■ Supplied data:
PR #5894, opened 2021-12-07
fix(service-portal): Fixing toast error handling in GrantAccess and typescript issues for delegations

saevarma:
## What

When no identity is found the GQL returns null object so adding handling for `onComplete` if `identity` was not found to display the toast error message.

■ What you have to do:
Each line above where the word "handling" occurs should be copied out.

■ Worked solution:
fix(service-portal): Fixing toast error handling in GrantAccess and typescript issues for delegations
When no identity is found the GQL returns null object so adding handling for `onComplete` if `identity` was not found to display the toast error message.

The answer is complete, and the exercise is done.